Scan the data. Collect each line that contains the word "stripping".

Items from a data source:
__________________________________________________

PR #122, opened 2021-04-27
UX: makes date time range multiline

jjaffeux:
This is due to new native picker taking more inline space than pikaday.


jjaffeux:
Will now look like this:

Capture d’écran 2021-04-27 à 11 01 22

ZogStriP (approved):

PR #79, opened 2016-08-03
Updated to use mime-format for guessing mime type

shamasis:
- response.mime() now returns content type detected base after a lot of sanitisation

> note that the structure of mime()-> return object has changed. It now returns 

mime() now returns
```
source: string // 'header', 'content', 'default' or 'forced'
type: string, // sanitised mime type base from mime-fromats module
format: string, // secondary format helper from mime-format module
name: DEFAULT_RESPONSE_FILENAME, // @todo - get from disposition
ext: string // file extension from sanitised content type using mimeType.extension module
filename: string // name + ext,

// also storing some meta info for possible debugging
_originalContentType: string, // the user provided mime type
_sanitisedContentType: string, // sanitised mime type as done by mime-formats module
_accuratelyDetected: boolean // this being true implies worse case (raw render)
detected: {}|null // same as root object, but based on what is detected from content
```

@numaanashraf

### DIFF
--- a/lib/collection/response.js
+++ b/lib/collection/response.js
@@ -153,11 +153,15 @@ _.extend(Response.prototype, /** @lends Response.prototype */ {
      * @note example object returned
      * {
      *   source: string // 'header', 'content', 'default' or 'forced'
-     *   type: string // the content type of response
-     *   ext: string // extension of file that stores this type of data
-     *   name: string // file name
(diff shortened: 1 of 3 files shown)


shamasis:
@czardoz - @numaanashraf gave LGTM. I have also added tests. Can you release and push a patch so that runtime can use it and @numaanashraf can start testing it as soon as he can?

PR #80, opened 2016-08-04
ensure that isEmpty checks in the file content as well

czardoz:
Allows uploading of binary data correctly.

### DIFF
--- a/test/functional/request-body.test.js
+++ b/test/functional/request-body.test.js
@@ -88,6 +88,11 @@ describe('RequestBody', function () {
             expect(body.isEmpty()).to.be(false);
         });
 
+        it('should return false if mode is file and file src is available', function () {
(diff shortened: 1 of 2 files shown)


elssar:
Needs a test case for when both `file.ref` and `file.content` are empty

test/functional/request-body.test.js
```diff
@@ -83,6 +83,27 @@ describe('RequestBody', function () {
             expect(body.isEmpty()).to.be(false);
         });
 
+        it('should return false if mode is file and file src is available', function () {
+            var body = new RequestBody({ mode: 'file', file: { src: '/somewhere/file.txt' } });
+            expect(body.isEmpty()).to.be(false);
+        });
+
+        it('should return false if mode is file and file src is available', function () {
```
elssar: return true if ...

elssar:
LGTM

PR #87, opened 2016-08-18
meta

czardoz:


godfrzero:
Looks good to me.

lib/collection/property-base.js
```diff
@@ -91,6 +91,15 @@ _.extend(PropertyBase.prototype, /** @lends PropertyBase.prototype */ {
...
         }, {});
+    },
+
+    /**
+     * Returns the meta keys associated with the property
+     *
+     * @returns {*}
+     */
+    meta: function () {
+        return arguments.length ? _.pick(this._, Array.prototype.slice.apply(arguments)) : _.cloneDeep(this._);
```
shamasis: It the _.pick will not clone deep. Also I think lodash handles arguments variable directly.

PR #93, opened 2016-08-23
Relaxed response.json() parsing

shamasis:
This PR adds the following

- exposes `util` for testing
- adds `parseJSON` util function that removes BOM and strips comments
- has `strict` flag to turn these off
- adds tests for BOM

TBD: 

1. stripping comment is a good feature?
2. trim the text or strip only BOM?

### DIFF
--- a/test/functional/response.test.js
+++ b/test/functional/response.test.js
@@ -51,6 +51,28 @@ describe('Response', function () {
             });
         });
 
+        it('should strip BOM from response while parsing JSON', function () {
+            expect((new Response({
+                body: String.fromCharCode(0xFEFF) + '{ \"hello\": \"world\" }'
+            })).json()).to.eql({
+                hello: 'world'
+            });
+
+            expect((new Response({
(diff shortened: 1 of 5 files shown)


test/functional/response.test.js
```diff
@@ -51,6 +51,28 @@ describe('Response', function () {
...
+            });
+
+            expect((new Response({
+                body: String.fromCharCode(0xEFBBBF) + '{ \"hello\": \"world\" }'
+            })).json()).to.eql({
+                hello: 'world'
+            });
+        });
+
+        it.only('should strip comments from response while parsing JSON', function () {
```
czardoz: Oops, you did a me!

czardoz:
Should we strip out JSON comments? I'd rather not. It's technically not valid JSON, and I think we should much rather fail on it.

shamasis:
Cool. Changing to the following:

1. Set strict to true by default
2. Checking BOM and showing more detailed error if strict is true
3. removing comment stripping

PR #97, opened 2016-08-24
Strip BOM from JSON parsing of response.json

shamasis:
- get rid of parse-json
- use liquid-json instead
- updated tests


czardoz:
`liquid-json` has no tests. As long are you're sure it works perfectly, I'm :+1: on this.

czardoz:
LGTM

shamasis:
Most tests added by @kunagpal on liquid-json has passed. Merging this.

PR #103, opened 2016-09-08
Added dependency status badges

kunagpal:


czardoz:
I don't want to have the dependency badges, they don't tell people anything significant. Thoughts, @shamasis

shamasis:
we do not want to add such external badges

PR #104, opened 2016-09-08
AWSv4 session token support

kesor:
The AWS library used supports temporary IAM credentials that require the additional parameter of `sessionToken` (https://github.com/mhart/aws4).

This PR solves https://github.com/postmanlabs/newman/issues/353 and https://github.com/postmanlabs/postman-app-support/issues/1663 where adding the session token manually in a header is being handled incorrectly by newman/postman/aws4 library.

Now instead of doing something like this (that doesnt work):
```
"request": {
         "auth": {
                 "type": "awsv4",
                 "awsv4": {
                         "accessKey": "{{accessKey}}",
                         "secretKey": "{{secretKey}}",
                         "region": "{{awsRegion}}",
                         "service": "execute-api",
                         "saveToRequest": true
                 }
         },
         "header": [
                 { "key": "Content-Type", "value": "application/json" },
                 { "key": "X-Amz-Security-Token", "value": "{{sessionToken}}"
         ],
```

you can do something like this, that does work:

```
"request": {
         "auth": {
                 "type": "awsv4",
                 "awsv4": {
                         "accessKey": "{{accessKey}}",
                         "secretKey": "{{secretKey}}",
                         "sessionToken": "{{sessionToken}}",
                         "region": "{{awsRegion}}",
                         "service": "execute-api",
                         "saveToRequest": false
                 }
         },
         "header": [
                 { "key": "Content-Type", "value": "application/json" }
         ],
```

### DIFF
--- a/lib/collection/request-auth/awsv4.js
+++ b/lib/collection/request-auth/awsv4.js
@@ -14,6 +14,7 @@ module.exports = {
         _.extend(this, {
             accessKey: options.accessKey,
             secretKey: options.secretKey,
+            sessionToken: options.sessionToken,
             region: options.region,
             service: options.service
         });
@@ -50,7 +51,8 @@ module.exports = {
         signedData = self.sign({
             credentials: {
                 accessKeyId: params.accessKey,
-                secretAccessKey: params.secretKey
+                secretAccessKey: params.secretKey,
+                sessionToken: params.sessionToken
             },
             host: request.url.getHost(),
             path: request.url.getPathWithQuery(),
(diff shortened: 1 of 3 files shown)


czardoz:
Thanks a lot, @kesor !

shamasis:
Quick question - we did not have this and some services were working okay. Now with this, will that be affected? Point is - if the security token is not provided in options, are we supposed to not send it at all?

kesor:
As far as I tested, should you not provide the extra parameter the AWS library handles that as a nil and works okay. If you add the X-Amz-Security-Token to headers as before AND add the sessionToken, I expect things not to work just like they didn't before.

kesor:
https://github.com/mhart/aws4#aws4signrequestoptions-credentials states the sessionToken parameter is optional, and any falsey value would work according to the code at https://github.com/mhart/aws4/blob/master/aws4.js#L95

czardoz:
Next step is to expose this in app

kesor:
@czardoz Sure. LMK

__________________________________________________

## SOLUTION FOR THIS EXERCISE:
1. stripping comment is a good feature?
3. removing comment stripping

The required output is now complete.